YOUR ASSIGNMENT |
Only an exact repetition of all the entries will be accepted.

MATERIAL FOR THIS TASK |
---*---
PR #1751, opened 2015-06-29
Schedulers: let codebases be specified as a list

jaredgrubb:
I've always been annoyed that schedulers require a list of dictionaries for the 'codebase' parameter. This is espcially bad in eight (I'll do another patch there), but it's just kinda dumb that users must do this:

    SingleBranchScheduler(..., 
                          codebases={ 'foo': {}, 'bar': {} }) # nine
    SingleBranchScheduler(..., 
                          codebases={ 'foo': { 'repository':'' },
---*---
SOLVED PROBLEM |
PR #1751, opened 2015-06-29
Schedulers: let codebases be specified as a list

jaredgrubb:
I've always been annoyed that schedulers require a list of dictionaries for the 'codebase' parameter. This is espcially bad in eight (I'll do another patch there), but it's just kinda dumb that users must do this:

    SingleBranchScheduler(..., 
                          codebases={ 'foo': {}, 'bar': {} }) # nine
    SingleBranchScheduler(..., 
                          codebases={ 'foo': { 'repository':'' },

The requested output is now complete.